# Problem description
Please report how many lines in the records below contain the word "quote", giving only that number.

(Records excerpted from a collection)
━━━━━━━━
PR #1053, opened 2026-08-27
COMP: Use an absolute path in the core tests EXISTS guard

hjmjohnson:
`if(EXISTS)` is well defined only for absolute paths, so the `core/tests` guard resolved against the **cmake process working directory** instead of the current source directory. In an ordinary build `core/tests` is skipped and three tests never run.

Configuring with `BUILD_TESTING=ON` from a neutral directory:

| | tests |
|---|---|
| `master` (1450e99) | 428 |
| this branch | **431** |

The three recovered: `cmake_config`, `core_test_build_info`, `core_test_config`.

No longer blocked: #1058 has merged, so the invalid `#ifdef` that compiling `core/tests` exposed is already fixed on master. This branch is rebased on top of it and builds clean.

<details>
<summary>Reproducing both directions</summary>

The guard's own comment says it exists so consumers that strip the directory don't break (`# NOTE: some external projects remove the tests directory (aka ITK)`). It fails at that too, in the opposite direction: if the working directory happens to contain a `tests` subdirectory, the guard passes and `add_subdirectory` fails on a directory that isn't there.

```
CMake Error at core/CMakeLists.txt:33 (add_subdirectory):
  add_subdirectory given source "tests" which is not an existing directory.
```

Minimal demonstration, CMake 3.26.6:

```
cmake run from a directory containing ./tests  ->  EXISTS tests -> TRUE
cmake run from a directory without   ./tests  ->  EXISTS tests -> FALSE
```

So the same line both skips vxl's own tests and breaks strip-the-directory consumers, depending only on where cmake was invoked from.

</details>

<details>

macOS 15 arm64, CMake 3.26.6, Ninja, same working directory and flags for both:

```bash
cmake -S <vxl> -B <build> -GNinja -DBUILD_TESTING=ON
ctest --test-dir <build> -N
```

`core/tests` is absent from the build tree before and present after, gaining 7 build targets. Configure succeeds in both cases — the failure is silent, which is why it has gone unnoticed.

</details>

### DIFF
--- a/core/CMakeLists.txt
+++ b/core/CMakeLists.txt
@@ -142,7 +142,7 @@ add_subdirectory(testlib)
 
 # Tests that check and output the vxl configuration
 # NOTE: some external projects remove the tests directory (aka ITK)
-if( BUILD_TESTING AND EXISTS "tests")
+if( BUILD_TESTING AND EXISTS "${CMAKE_CURRENT_SOURCE_DIR}/tests")
   add_subdirectory(tests)
 endif()
 if( VXL_BUILD_EXAMPLES )
--- a/core/tests/test_config.cxx
+++ b/core/tests/test_config.cxx
@@ -25,14 +25,6 @@ test_config()
 
   std::cout << "All macro definitions are shown inside parentheses\n";
 
-  std::cout << "template <> ";
-#ifdef template < >
-  std::cout << "is set to " << quote(template <>);
-#else
-  std::cout << "is not set";
-#endif
-  std::cout << std::endl;
-
   std::cout << "VXL_LITTLE_ENDIAN ";
 #ifdef VXL_LITTLE_ENDIAN
   std::cout << "is set to " << quote(VXL_LITTLE_ENDIAN);
--- a/core/vil/file_formats/vil_nitf2_field_functor.h
+++ b/core/vil/file_formats/vil_nitf2_field_functor.h
@@ -152,9 +152,10 @@ private:
 class vil_nitf2_max_field_value_plus_offset_and_threshold : public vil_nitf2_field_functor<int>
 {
 public:
-  vil_nitf2_max_field_value_plus_offset_and_threshold(
-    std::string tag, int offset, int min_threshold = 0, int tag_factor = 1
-  )
+  vil_nitf2_max_field_value_plus_offset_and_threshold(std::string tag,
+                                                      int offset,
+                                                      int min_threshold = 0,
+                                                      int tag_factor = 1)
     : tag_(std::move(tag))
     , offset_(offset)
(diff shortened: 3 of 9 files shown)


decrispell:
Thanks @hjmjohnson !  Did you mean to include all the formatting changes with this PR?

hjmjohnson:
@copilot resolve the merge conflicts on this branch.  Remove the formatting changes

hjmjohnson:
Good catch — no, the formatting changes did not belong here. Dropped, and the branch is rebased on current master.

Two force-pushes, one concern each: `6d6d105..5bb3fee` removes the formatting commits (content only, old base), `5bb3fee..43dd429` is the plain rebase onto master.

The PR is now two commits touching two files: `core/CMakeLists.txt` (the absolute-path guard) and `core/tests/test_config.cxx` (an invalid `#ifdef` the guard fix exposes).

<details>
<summary>Why the formatting commits were there, and why they are not needed now</summary>

They were added only to get `pre-commit run --all-files` to pass on a tree that already had violations on master — trailing whitespace in `core/vil/file_formats/vil_tiff_header.cxx` and six files needing a clang-format re-wrap. That was the wrong call: it is unrelated to this fix and it is what made the branch conflict.

Correction to an earlier version of this comment: I first read master as having picked up the clang-format fixes on its own. It has not. `pre-commit` runs `trailing-whitespace` before `clang-format` and aborts as soon as a hook modifies a file, so `--all-files` stops at the whitespace line and never reports what follows. Both are still pre-existing on master, and neither is touched by this PR.

The whitespace line is now #1057. The six clang-format files behind it are still outstanding; say the word and they can follow as their own `STYLE:` PR.

</details>

<details>
<summary>Verification on the rebased branch</summary>

Configured as the `itk-core` job does (`VXL_BUILD_CORE_NUMERICS_ONLY=ON`, `BUILD_TESTING=ON`, Release):

```
ninja   -> 0 warnings
ctest   -> 100% tests passed, 0 tests failed out of 116
```

`pre-commit run --files core/CMakeLists.txt core/tests/test_config.cxx` passes every hook, clang-format included.

</details>

hjmjohnson:
Split so each commit is its own PR. This one is now the `core/CMakeLists.txt` guard fix alone — one commit, one file.

Merge order matters: **#1058 first, then this one.** The guard makes `core/tests` compile for the first time, which exposes a pre-existing invalid `#ifdef` in `test_config.cxx`; with `--fail-on-warnings` that is fatal, so CI here will be red until #1058 merges. Measured on this branch: exactly 1 warning, and it is that one.

`#1057` (the `vil_tiff_header` whitespace line) is independent of both and can go in any order.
━━━━━━━━
# Written answer
2